Defendant, North Plainfield Board of Education (the Board), undertook a $32.5 million project to renovate and expand five of its schools (the project). In lieu of hiring a general contractor, the Board elected to solicit bids and award prime contracts for each major trade; it also hired Vitetta Group, Inc. (Vitetta) as project architect and Bovis Lend Lease, Inc. (Bovis) as construction manager.
In June 2001, the Board awarded plaintiff, P.J. Smith Electrical Contractors, Inc. (Smith), a $3.1 million contract to complete the electrical work on the project. The Board also awarded D & D Associates, Inc. (D & D) three separate contracts to complete the construction work. American Motorists Insurance Company (AMIC) posted performance and payment bonds for each of D & D's contracts.
All of the contracts were governed by a project manual, a set of general conditions and project specifications. The manual established milestone events and dates for the project, and stated those dates “shall be part of the construction schedule.” The manual also provided:
[D & D] has the responsibility for being the supervisor, manager, overseer, coordinator and expediter of all of the Contractors and of the total construction process and all of its parts․
All other contractors shall rely upon the organization, management, skill, cooperation and efficiency of [D & D] to supervise, direct, control and manage [the project] ․ so as to deliver the intended project conforming to the Contract Documents and within the scheduled time.

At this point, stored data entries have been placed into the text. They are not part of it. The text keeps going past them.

PR #2478, opened 2020-01-20
Add Validators list page to website

Pedro-vk:
### Description

_Add Validators list page to website_

### Tested

_Tested on chrome_

**Note:** I used `/build/validators` path.

image


packages/web/src/dev/ValidatorsList.tsx
```diff
@@ -0,0 +1,279 @@
...
+
+    return celoValidatorGroups
+      .map(({ account, affiliates, votes }) => {
+        const group = account
+        const gName = group.name
+        return {
+          name: (gName || '').length <= 20 ? gName : `${gName.substr(0, 17)}...`,
+          address: group.address,
+          usd: group.usd / 10 ** 18,
+          gold: group.ockedGold / 10 ** 18,
```
diminator: `ocekedGold` > `lockedGold`

packages/web/src/dev/ValidatorsListApp.tsx
```diff
@@ -0,0 +1,87 @@
...
+        usd
+      }
+      affiliates(first: 10) {
+        edges {
+          node {
+            address
+            elected
+            groupAddressHash
+            member
+            online
```
diminator: how is `online` measured? @mrsmkl

packages/web/src/dev/ValidatorsListApp.tsx
```diff
@@ -0,0 +1,87 @@
...
+import getConfig from 'next/config'
+import * as React from 'react'
+import { ApolloProvider, Query } from 'react-apollo'
+import ShowApolloError from 'src/dev/ShowApolloError'
+import ValidatorsList from 'src/dev/ValidatorsList'
+import { I18nProps, withNamespaces } from 'src/i18n'
+
+function createApolloClient() {
+  return new ApolloClient({
+    uri: getConfig().publicRuntimeConfig.LEADERBOARD.uri,
```
diminator: we can replace `LEADERBOARD` to `BLOCKSCOUT` (also for the leaderboard app)

diminator (changes requested):

diminator:
Looks very good already, some minor edits.
What was interesting is that the number of elected validators only accounts for 51 of them... where are the other ones?

diminator:
Maybe we can add links to the celo account info pages on blockscout (on the validator names)?

packages/web/src/dev/ValidatorsList.tsx
```diff
@@ -0,0 +1,279 @@
...
+      </View>
+    )
+  }
+}
+
+export default withNamespaces('dev')(ValidatorsListApp)
+
+const styles = StyleSheet.create({
+  container: {
+    // marginTop: HEADER_HEIGHT,
```
aaronmgdr: remove?

packages/web/src/dev/ValidatorsList.tsx
```diff
@@ -0,0 +1,279 @@
...
+              ))}
+            </tbody>
+          </table>
+        </View>
+      </View>
+    )
+  }
+}
+
+export default withNamespaces('dev')(ValidatorsListApp)
```
aaronmgdr, line 396: preferable to use the `Namespaces.dev` constant

packages/web/src/dev/ValidatorsList.scss
```diff
@@ -0,0 +1,233 @@
+// TODO: Move to files
+// START // Colors
+$palette: (
```
aaronmgdr: i'm not a fan of duplicating these color variables here.

packages/web/src/dev/ValidatorsList.scss
```diff
@@ -0,0 +1,233 @@
...
+        display: inline-block;
+        margin-left: 16px;
+        margin-right: 24px;
+        width: 20px;
+        text-align: center;
+      }
+    }
+
+    &--title-padding {
+      padding-left: 16px + 20px + 24px !important;
```
aaronmgdr: can you do this without important

packages/web/src/dev/ValidatorsList.tsx
```diff
@@ -0,0 +1,279 @@
...
+import { HEADER_HEIGHT } from 'src/shared/Styles'
+import { colors, standardStyles, textStyles } from 'src/styles'
+
+interface ValidatorsListProps {
+  data: any
+  isLoading: boolean
+}
+
+export interface State {
+  expanded?: number
```
aaronmgdr: typically i think of `?` as meaning the key could be missing. where as `expanded: number | undefined` says the key is there but value could be undefined

packages/web/src/dev/ValidatorsList.tsx
```diff
@@ -0,0 +1,279 @@
...
+import { Clipboard, StyleSheet, View } from 'react-native'
+import css from 'src/dev/ValidatorsList.scss'
+import { H1 } from 'src/fonts/Fonts'
+import { I18nProps, withNamespaces } from 'src/i18n'
+import Chevron, { Direction } from 'src/icons/chevron'
+import { HEADER_HEIGHT } from 'src/shared/Styles'
+import { colors, standardStyles, textStyles } from 'src/styles'
+
+interface ValidatorsListProps {
+  data: any
```
aaronmgdr, line 48: can this be more precise?

packages/web/src/shared/menu-items.ts
```diff
@@ -15,6 +15,10 @@ export const menuItems = {
     name: 'Build',
     link: '/build',
   },
+  VALIDATORS: {
+    name: 'Validators List',
+    link: '/build/validators',
```
aaronmgdr, line 20: I think we may want to check with @tjlahey and @vslavich  about the page path.

aaronmgdr (changes requested):
We don't use .scss anywhere else on site (except one small legacy area) so i'm not keen to add in for this as it creates a maintenance issue with duplicated colors and font definitions. If it is going to be there, in my experience using more than 1 level of indentation leads to way to high style specificity.

aaronmgdr:
Also would love to see a snapshot test added for the page in `src/_page-tests`

packages/web/src/dev/ValidatorsList.tsx
Pedro-vk: Done, thanks!

packages/web/src/dev/ValidatorsListApp.tsx
Pedro-vk: Done, thanks!

packages/web/src/dev/ValidatorsList.scss
Pedro-vk: We could investigate a way to use the colors in SCSS and TypeScript, but in other PR.

packages/web/src/dev/ValidatorsList.tsx
Pedro-vk: Done, thanks!

packages/web/src/dev/ValidatorsList.tsx
Pedro-vk: Done, thanks!

packages/web/src/dev/ValidatorsListApp.tsx
mrsmkl: It returns the latest block that has the validator's signature in the parent seal.

packages/web/src/dev/ValidatorsList.scss
```diff
@@ -0,0 +1,233 @@
+// TODO: Move to files
```
cmcewen: Agree with @aaronmgdr - just for consistency's sake here, I would prefer not to introduce another method of using CSS. We use react-native-web's stylesheet everywhere else, and try to stick to flexbox (https://flexboxfroggy.com/) as much as possible.

packages/web/src/dev/ValidatorsList.tsx
```diff
@@ -0,0 +1,276 @@
...
+export interface State {
+  expanded?: number
+}
+
+class ValidatorsListApp extends React.PureComponent<ValidatorsListProps & I18nProps, State> {
+  state = {
+    expanded: undefined,
+  }
+
+  cutAddress(address: string) {
```
cmcewen: I typically just keep helper functions that don't operate on state/props outside of the component

packages/web/src/dev/ValidatorsList.tsx
```diff
@@ -0,0 +1,276 @@
...
+
+  expand(expanded: number) {
+    if (this.state.expanded === expanded) {
+      this.setState({ expanded: undefined })
+    } else {
+      this.setState({ expanded })
+    }
+  }
+
+  cleanData({ celoValidatorGroups, latestBlock }: any) {
```
cmcewen, line 94: also would prefer not using any here

packages/web/src/dev/ValidatorsList.tsx
```diff
@@ -0,0 +1,276 @@
...
+    const totalVotes: BigNumber = celoValidatorGroups
+      .map(({ votes }) => new BigNumber(votes))
+      .reduce((acc: BigNumber, _) => acc.plus(_), new BigNumber(0))
+
+    return celoValidatorGroups
+      .map(({ account, affiliates, votes }) => {
+        const group = account
+        const gName = group.name
+        return {
+          name: (gName || '').length <= 20 ? gName : `${gName.substr(0, 17)}...`,
```
cmcewen: I believe you should be able to do this in CSS https://www.w3schools.com/cssref/css3_pr_text-overflow.asp

packages/web/src/dev/ValidatorsList.tsx
```diff
@@ -0,0 +1,276 @@
...
+          address: group.address,
+          usd: group.usd / 10 ** 18,
```
cmcewen: would be nice as a helper - weiToDecimal or whatever this is

packages/web/src/dev/ValidatorsList.tsx
```diff
@@ -0,0 +1,276 @@
...
+              elected,
+              online,
+              account: { name, usd, lockedGold },
+              score,
+            } = validator.node
+            return {
+              name: (name || '').length <= 20 ? name : `${name.substr(0, 17)}...`,
+              address,
+              usd: usd / 10 ** 18,
+              gold: lockedGold / 10 ** 18,
```
cmcewen: there's a little duplicate logic here from above

packages/web/src/dev/ValidatorsList.tsx
```diff
@@ -0,0 +1,276 @@
...
+                    <td className={css['table__cell--center']}>
+                      {this.formatNumber(group.gold, 2)}
+                    </td>
+                    <td className={css['table__cell--center']}>
+                      {this.formatNumber(group.uptime, 1)}%
+                    </td>
+                  </tr>
+                  {i === expanded && (
+                    <tr>
+                      <td colSpan={8}>
```
cmcewen: should this be a separate, smaller component?

packages/web/src/dev/ValidatorsListApp.tsx
```diff
@@ -0,0 +1,87 @@
...
+    fetch: async (...args) => {
+      const response = await fetch(...args)
+      const { data } = await response.json()
+      return new (Response as any)(JSON.stringify({ data }))
+    },
+  })
+}
+
+const query = gql`
+  query ValidatorGroups {
```
cmcewen, line 26: We were using this thing before (https://github.com/dotansimha/graphql-code-generator) - not sure if it's been updated but could be useful here to get TS types

cmcewen, line 26: Not sure if it is working now but we were using this thing (https://github.com/dotansimha/graphql-code-generator) a while ago in the mobile app to get TS types

packages/web/env-config.js.template
```diff
@@ -8,7 +8,7 @@ const environments = {
       databaseURL: 'https://celo-faucet.firebaseio.com',
       projectId: 'celo-faucet',
     },
-    LEADERBOARD: {
+    BLOCKSCOUT: {
```
aaronmgdr, line 11: this is only the template, if the encyrypted file isnt changed this wont matter

packages/web/src/dev/ValidatorsList.scss
aaronmgdr: yes and why not keep with the norms of the project and use Stylesheet?  I'm definitely  not one to rally for consistency just for its own sake, and to me that a change in how styling is done/ new way of doing it should have a discussion around it as it could lead to an increasingly large bundle size if down the road more ways of styling are added and could create confusion for future developers. 🤷🏻‍♂️

packages/web/env-config.js.template
Pedro-vk: I don't know how or who can change the file. Will ask tomorrow

aaronmgdr: ok maybe we do the leaderboard to blockscout change in a separate PR ?

packages/web/src/dev/ValidatorsList.scss
Pedro-vk: The problem is that is not possible to align the content as designed. From my side, I'm ok changing it to the table component, but it doesn't look as expected.
@cmcewen do you think that is ok?

aaronmgdr: how does it look? 
what the alignment that doesn't seem to work?

packages/web/src/dev/ValidatorsList.tsx
Pedro-vk: Only the components that are block-like can apply `text-overflow` property.
There are some ways to fix that:
- Adding to the table the property `table-layout: fixed`, that used the same width for each column. It does the columns that have short content wide.
- Use `table-layout: fixed` and configure the width of some of the params.
- Adding a `div` inside the `td` with a `max-width`, probably better.

I prefer the last one for this case, but anyway I'll see after applying the rest of the changes.

packages/web/src/dev/ValidatorsList.scss
Pedro-vk: image
I mean that. The solution is hardcode the width of each column. On this case, I suppose that is not a problem, but the table won't be fluid anymore.

diminator (approved):

packages/web/src/dev/ValidatorsList.scss
aaronmgdr: ok.  @cmcewen whats your thought?

aaronmgdr: Since this is obviously a table, one option would be to use react-native-web's `createElement` method like we do for video tag on the home/about page. this way you get native table/ td/tr/ th elements which you can style with `Stylesheet.create`

packages/web/env-config.js.template
aaronmgdr: looks like connor handled it

aaronmgdr:
regarding the path... I just had a convo with @timmoreton @vslavich and @tjlahey, given that we will be changing website to have a `/developers` page and a `/validators` page it would make more sense for the url of this list to be something like  `/validators/current` or `/validators/list` or `/validators/explore`

packages/web/src/dev/CopyToClipboard.tsx
```diff
@@ -0,0 +1,83 @@
...
+  // }
+
+  render() {
+    const { copied, hover } = this.state
+    const copy = this.copy.bind(this)
+    return (
+      <View
+        style={[styles.container]}
+        onClick={copy}
+        /*onMouseOver={this.hover.bind(this, true)}*/
```
aaronmgdr: is this in progress?

packages/web/src/dev/CopyToClipboard.tsx
```diff
@@ -0,0 +1,83 @@
...
+    event.stopPropagation()
+    if (!this.state.copied) {
+      copyToClipboad(this.props.content)
+      this.setState({ copied: true })
+      setTimeout(() => this.setState({ copied: false }), 2000)
+    }
+  }
+
+  // Simulating css hover
+  // hover(hover: boolean) {
```
aaronmgdr: there is a Hoverable Component which may be useful

packages/web/src/dev/ProgressCutBar.tsx
```diff
@@ -0,0 +1,56 @@
...
+        </View>
+      ))}
+    </View>
+  )
+})
+export default ProgressCutBar
+
+const styles = StyleSheet.create({
+  barContainer: {
+    // width: 60,
```
aaronmgdr: nit remove?

packages/web/src/dev/ValidatorsList.tsx
```diff
@@ -0,0 +1,623 @@
...
+}
+
+const HeaderCell = React.memo(function HeaderCellFn({
+  style,
+  name,
+  order,
+  onClick,
+}: HeaderCellProps) {
+  return (
+    <View onClick={onClick} style={[styles.tableHeaderCell, ...((style || []) as any)]}>
```
aaronmgdr, line 33: can you change this to `onPress` for the prop name. (variable im not so concerned with).

packages/web/src/dev/ValidatorsList.tsx
```diff
@@ -0,0 +1,623 @@
...
+})
+
+interface ValidatorsListProps {
+  data: any
+  isLoading: boolean
+}
+
+export interface State {
+  expanded: number | undefined
+  orderBy: string
```
aaronmgdr: if there are only a limited set of strings that it can be ordered by its nice to list them like 

`orderedBy: 'name' | 'votes'`

packages/web/src/dev/ValidatorsList.tsx
```diff
@@ -0,0 +1,623 @@
...
+
+  expand(expanded: number) {
+    if (this.state.expanded === expanded) {
+      this.setState({ expanded: undefined })
+    } else {
+      this.setState({ expanded })
+    }
+  }
+
+  orderBy(orderBy: string) {
```
aaronmgdr: one small style nit.

there was a decision at one point for methods on react components classes to be defined like `expand = () => {}` this way they are always scoped to class.

packages/web/src/dev/ValidatorsList.tsx
aaronmgdr: its just more idiomatic for React native web. 

and i think RNW even doesn't guarantee it wont break onClick (but i might be wrong)

aaronmgdr (commented):
Thank you for the work getting to using the react native stylesheet for styling. 🤗

Pedro-vk:
@aaronmgdr @cmcewen can you take a look again?

packages/web/src/dev/CopyToClipboard.tsx
Pedro-vk: Will reuse with Hoverable component, thanks!

packages/web/src/dev/CopyToClipboard.tsx
Pedro-vk: Thanks, will use it

packages/web/src/dev/ValidatorsList.tsx
Pedro-vk: `onPress` shows a TypeScript error used on `View` and `onClick` is working fine. What could produce that?

packages/web/src/dev/ValidatorsList.tsx
Pedro-vk: Can you give me an example of that?

packages/web/src/dev/CopyToClipboard.tsx
```diff
@@ -0,0 +1,82 @@
...
+    const { copied, hover } = this.state
+    const copy = this.copy.bind(this)
+    return (
+      <View style={[styles.container]} onClick={copy}>
+        {copied ? (
+          <Text style={[styles.copied]}>Copied</Text>
+        ) : (
+          <Text style={[styles.icon]}>
+            <Hoverable
+              onHoverIn={this.hover.bind(this, true)}
```
aaronmgdr: rather than binding here would you create a class arrow function

```
hover = (hover: boolean) => {
    this.setState({ hover })
  }
```

binding within render creates a new function i believe which messes with prop  check heuristics, therefore we try to use on the above style 👍🏻

packages/web/src/shared/menu-items.ts
```diff
@@ -15,6 +15,10 @@ export const menuItems = {
     name: 'Build',
     link: '/build',
   },
+  VALIDATORS: {
```
aaronmgdr: would you mind calling this one `VALIDATORS_LIST` there are plans for a top level validators page

packages/web/src/dev/CopyToClipboard.tsx
Pedro-vk: @aaronmgdr What can I do with the functions that needs some params?

packages/web/src/dev/ValidatorsListApp.tsx
```diff
@@ -0,0 +1,78 @@
...
+import { ApolloProvider, Query } from 'react-apollo'
+import ShowApolloError from 'src/dev/ShowApolloError'
+import ValidatorsList from 'src/dev/ValidatorsList'
+import { I18nProps, withNamespaces } from 'src/i18n'
+
+function createApolloClient() {
+  return new ApolloClient({
+    uri: getConfig().publicRuntimeConfig.BLOCKSCOUT.uri,
+    cache: new InMemoryCache(),
+    // TODO: Remove this workaround when the backend service fixes not needed errors
```
aaronmgdr, line 16: just checking if this TODO still applies

Pedro-vk: I think so, the API is having some changes right now, and sometimes is needed. From my point of view, we should keep it there until we stabilize the API.

packages/web/src/dev/ValidatorsList.tsx
aaronmgdr: hmm

oh right I forgot `onPress` only applies to `Text` and `Touchable*`s  

nevermind

packages/web/src/dev/CopyToClipboard.tsx
```diff
@@ -0,0 +1,78 @@
...
+    if (!this.state.copied) {
+      copyToClipboad(this.props.content)
+      this.setState({ copied: true })
+      setTimeout(() => this.setState({ copied: false }), 2000)
+    }
+  }
+
+  render() {
+    const { copied, hover } = this.state
+    const copy = this.copy.bind(this)
```
aaronmgdr, line 38: same here with  arrow function replacing bind

packages/web/src/dev/ValidatorsList.tsx
```diff
@@ -0,0 +1,632 @@
...
+class ValidatorsListApp extends React.PureComponent<ValidatorsListProps & I18nProps, State> {
+  state = {
+    expanded: undefined,
+    orderBy: 'name' as orderByTypes,
+    orderAsc: true,
+  }
+  private orderAccessors = {
+    name: (_) => _.name.toLowerCase(),
+    total: (_) => _.numMembers * 1000 + _.elected,
+    votes: (_) => +_.votesAbsolute,
```
aaronmgdr, line 69: curious about the `+` here 

whats it do?

aaronmgdr (approved):
I notice a few comments by connor that havent been responded to

If you can change the methods on classes to be arrow functions to avoid the need to bind inline that would be awesome

packages/web/src/dev/CopyToClipboard.tsx
Pedro-vk: In this case, is obvious that it can be done easily. But there is a good way to do it if I need to send a param?
(I'll change it)

packages/web/src/dev/ValidatorsList.tsx
Pedro-vk: The sorting of this column required to sort by number of members and then by elected, so:

- 3 total & 1 elected = 3001
- 3 total & 2 elected = 3002
- 2 total & 2 elected = 2002

A easy way to sort it without 2 sorting functions or checking 2 conditions and the same time

packages/web/src/dev/CopyToClipboard.tsx
aaronmgdr: forgive me if im not following but 

if copy is defined on a Component like
```
class Component {

copy = (param) => {
 // stuff in funciton as normal
}
}

```

you can access `this.copy()` like normal

packages/web/src/dev/ValidatorsList.tsx
aaronmgdr: ah i meant the `+_.votesAbsolute`

aaronmgdr: ive seen the `+` prefix a few places in this PR but not really before that so im curious

tjlahey:
image
Please center the gold dot between the two numbers

tjlahey:
image
Vertically align the numbers under the Elected/Total label - I know this is different from the mock.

The project was to be completed by September 2002. Due to numerous delays, however, the project required thirty-six months to complete, nearly two years longer than originally planned.

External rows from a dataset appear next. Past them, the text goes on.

PR #2489, opened 2020-01-21
Require Consent for tracking globally

### LINKED ISSUE #2467: Show cookie banner to all vistors on website
Given California's new Privacy law, celo.org should now show the privacy notice it currently displays to EU residents to all visitors

aaronmgdr:
### Description

Whereas before only likely EU citizens would be asked if they consented to light analytics tracking, now all users will have chance to opt in or out, in response to California's new privacy law.  

### Other changes
removes `in-eu` package. 

### Related issues

- Fixes https://github.com/celo-org/celo-monorepo/issues/2467


packages/web/src/analytics/analytics.ts
```diff
@@ -65,3 +56,7 @@ export default {
     return segment.track(key, properties, options)
   },
 }
+
+function noTrack() {
```
jmrossy, line 60: Nit: seems like this tiny function could be an inline lambda

jmrossy (approved):

PR #3892, opened 2020-05-25
Adding bootnodes tool and using it in wallet conf

### LINKED ISSUE #3655: Test full node discovery in the wallet
### Expected Behavior

Ensure the wallet can connect to full nodes

jose-compu:
### Description

1. Adding `contractkit` tool to get list of bootnodes from cloud.
2. Using tool to configure wallet `geth` to using these bootnodes according to each network name.

### Tested

I have an issue building contraction, cannot test enough. Will test with CircleCI.

### Related issues

- Fixes #3655

### Backwards compatibility

Is backward compatible you just have to turn off network discovery putting `USE_FULL_NODE_DISCOVERY` to `false` on `mobile/src/config.ts`


packages/contractkit/src/network-utils/bootnode-utils.ts
```diff
@@ -0,0 +1,26 @@
...
+   * along with the response data from Google api.
+   * @param networkName Name of the network to fetch config for
+   */
+  static getBootnodes(networkName: string): string {
+    const bucketName = BootnodesGoogleStorageBucketName
+    const fileName = networkName
+    let ret = ''
+    GoogleStorageUtils.fetchFileFromGoogleStorage(bucketName, fileName)
+      .then((res) => (ret = res))
+      .catch(() => 'obligatory catch')
```
jmrossy: I think your promise handling here is incorrect. This will simply return the empty string.
A more typical approach would simply be to return the promise returned by `fetchFileFromGoogleStorage` and let the consumer use `async/await` syntax on the result

packages/mobile/src/geth/networkConfig.ts
```diff
@@ -36,6 +44,8 @@ const networkConfigs: { [testnet: string]: NetworkConfig } = {
     blockchainApiUrl: 'https://integration-dot-celo-testnet.appspot.com/',
     pgpnpUrl: pgpnpUrlStaging,
     pgpnpPubKey: pgpnpPubKeyStaging,
+    peerDiscovery: USE_FULL_NODE_DISCOVERY,
+    bootnodeEnodes: BootnodeUtils.getBootnodes(Testnets.integration).split(';'),
```
jmrossy: This is a config which we parse early in the app lifecycle. Given that getBootnodes is async, I don't think this is the right place for this call. Somewhere in `geth/saga.ts` or `geth/geth.ts` would be better

jmrossy (dismissed):

packages/contractkit/src/network-utils/bootnode-utils.ts
jose-compu: Okey, got it.

packages/mobile/src/geth/networkConfig.ts
jose-compu: Cool, Connor told me to move it to be similar to Static Nodes.

packages/mobile/src/geth/geth.ts
```diff
@@ -88,6 +88,13 @@ async function createNewGeth(): Promise<typeof RNGeth> {
     syncMode,
     useLightweightKDF: true,
     ipcPath: IPC_PATH,
+    noDiscovery: !USE_FULL_NODE_DISCOVERY,
+  }
+
+  if (USE_FULL_NODE_DISCOVERY) {
+    const nodes = (await BootnodeUtils.getBootnodesAsync(DEFAULT_TESTNET)).trim()
+    gethOptions.bootnodeEnodes = nodes.split(';')
+    Logger.debug('Geth@newGeth', 'bootnodes = ' + nodes.split(';'))
```
jmrossy, line 97: Nit, consider assigning a var to nodes.split(';') so we don't do it twice.
Also we can use string interpolation here instead of the manual concatenation

jmrossy (commented):
LGTM

barbaraliau:
@joigno is this PR still relevant?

Alleging various deficiencies, the Board declared D & D in default on October 19, 2001. Based on D & D's continued assurances that it would improve its performance, the default letter was withdrawn. Spurred on by subsequent declarations of default by the Board, D & D maintained a pattern of sporadic progress through June 2002. D & D's failure to finalize a project schedule adversely impacted the planning and staging of the various prime contractors.

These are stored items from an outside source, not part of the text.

PR #3893, opened 2020-05-25
Check storage layout changes for backwards compatibility

### LINKED ISSUE #3738: Smart contract backwards compatibility checking in CI

m-chrzan:
### Description

This PR introduces a script in the protocol package, `check-storage-layout.ts`, which allows one to check whether existing storage layout of smart contracts wouldn't change across updates.

The script bases on the [@openzeppelin/upgrades](https://www.npmjs.com/package/@openzeppelin/upgrades) library to ensure storage variables weren't reordered/inserted/deleted/etc.

TODOs (some of this work potentially in future PRs):

- [x] Add check to verify that struct defintions have not changed
- [ ] Add check against a network that bytecodes of the original contracts matches what's currently deployed
- [ ] Currently the tool operates on directories of build artifacts - might want to go a step up and operate on Solidity sources.
- [ ] Add to CI

### Tested

Added unit tests for the code checking backwards compatibility.

### Related issues

- Fixes #3738 

### Backwards compatibility

Will improve future backwards compatibility checking!!


nategraf:
Is the intention here genuinely to add nearly 100,000 lines to the codebase? Could this be managed as an `npm` dependency or as a Git submodule?

m-chrzan:
> Is the intention here genuinely to add nearly 100,000 lines to the codebase? Could this be managed as an `npm` dependency or as a Git submodule?

These are artifacts for unit tests. If we're really concerned about the linecount of the repo, I guess we could make them a submodule or something similar, but I'm not sure if we want to introduce this extra complexity to something as basic as unit testing.

They could potentially be slimmed down - the artifacts Truffle generates end up having a *lot* more information than we need.

packages/protocol/lib/layout.ts
```diff
@@ -0,0 +1,213 @@
...
+  errors: string[]
+}
+
+const generateErrorMessage = (operation: Operation) => {
+  let message: string
+
+  const updated = operation.updated
+  const original = operation.original
+
+  switch (operation.action) {
```
asaj, line 97: Any reason `append` isn't here?

packages/protocol/test/layout/layout.ts
```diff
@@ -0,0 +1,207 @@
+import { getBuildArtifacts } from '@openzeppelin/upgrades'
+
+/* HACK! truffle test was unable to compile this test (TypeScript would end up
+ * claiming that it couldn't find the name `assert`) without the following 5
```
asaj: Which 5 lines are the hack?

packages/protocol/test/resources/layout/contracts_appended/Migrations.sol
```diff
@@ -0,0 +1,24 @@
+pragma solidity ^0.5.3;
```
asaj: Why is this contract needed?

asaj (commented):
Nice work, I'm really looking forward to working on the contract development and release process over the coming weeks and this is a great first step!

None of the test cases cover mappings or arrays types, is there any reason to worry that those won't be handled properly?

packages/protocol/test/layout/layout.ts
m-chrzan: Ah, as typical for a code comment, it's already outdated. It's the *three* lines `require`ing a random contract artifact.

packages/protocol/lib/layout.ts
m-chrzan: `append` operations aren't considered erroneous, I am assuming that `generateErrorMessage` is only called with erroneous operations. 

Happy to add an `append` case for robustness, could then rename this function to `operationToDescription`.

packages/protocol/test/resources/layout/contracts_appended/Migrations.sol
m-chrzan: Ah, thought maybe it was necessary for `truffle compile` but doesn't appear to be so.

m-chrzan:
> None of the test cases cover mappings or arrays types, is there any reason to worry that those won't be handled properly?

Huh, this is annoying. Apparently the OpenZeppelin library I'm using for verifying storage layout erases the input type to a mapping, so it treats for example `mapping(uint256 => uint256)` as equivalent to say `mapping(string => uint256)`. This is their justification for doing so (https://github.com/OpenZeppelin/openzeppelin-sdk/blob/9726f0410de56e57afd1b7fc0d482cb2f9c1bc84/packages/lib/src/validations/Storage.ts#L245):

    
    // We ignore the keyTypeId, since it's always hashed and takes up the same amount of space; we only care about the last value type

Should we take the same approach or patch this library to be more conservative?

bowd:
I think the point here is really fair, in the sense that indeed the Storage layout doesn't strictly change in that situation. But the _intent_ and _access pattern_ clearly changes. So the way I see it it depends on how we phrase backwards compatibility:

Do we want to detect (a) backwards compatibility issues in how the _code reasons_ about the storage, or (b) specific changes to the storage layout. I think (a) makes more sense in this case, which would imply that the key type change is a problem irrespective of the underlying storage layout not actually changing.

So this might be also caused by an issue with clarity of intent in the library. This might not be a good example as I don't have a full intuition about the problem space, but I'm wondering what happens if I have a change from:

```solidity
bytes32 storage variableOne = 0x4d616b65724d4343000000000000000000000000000000000000000000000000;
bytes32 storage variableTwo = 0x4d616b65724d4344000000000000000000000000000000000000000000000000;
```

to

```solidity
bytes32 storage variableTwo = 0x4d616b65724d4343000000000000000000000000000000000000000000000000;
bytes32 storage variableOne = 0x4d616b65724d4344000000000000000000000000000000000000000000000000;
```

> I'm working under the assumption that storage locations are allocated in order of how variables are defined. But I don't know the EVM that well, so I might be screwing up my assumptions.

On January 17, 2003, D & D attributed its performance problems to difficulties with its subcontractors. In February, both Vitetta and Bovis recommended that the Board terminate D & D's contract at one of the schools, which the Board formally did on March 4, 2003. D & D subsequently stopped working at all the school sites, and the Board terminated D & D's contract on July 23, 2003. Shortly thereafter, D & D filed for bankruptcy.
On May 15, 2003, and May 19, 2004, the Board entered into two takeover agreements with AMIC (the takeover agreements). Pursuant thereto, and per the terms contained in the bonds, AMIC agreed to assume the obligations and liabilities of D & D.
The project documents included a claim resolution process, which, in general, required the various parties to submit their disputes to Vitetta for resolution. Between April 2002 and January 2003, Smith submitted several claims seeking increased compensation and extensions of time to complete its work. The Board urged Vitetta to delay consideration of Smith's claims while the situation remained fluid. Ultimately, on November 23, 2004, Vitetta rejected all of Smith's claims.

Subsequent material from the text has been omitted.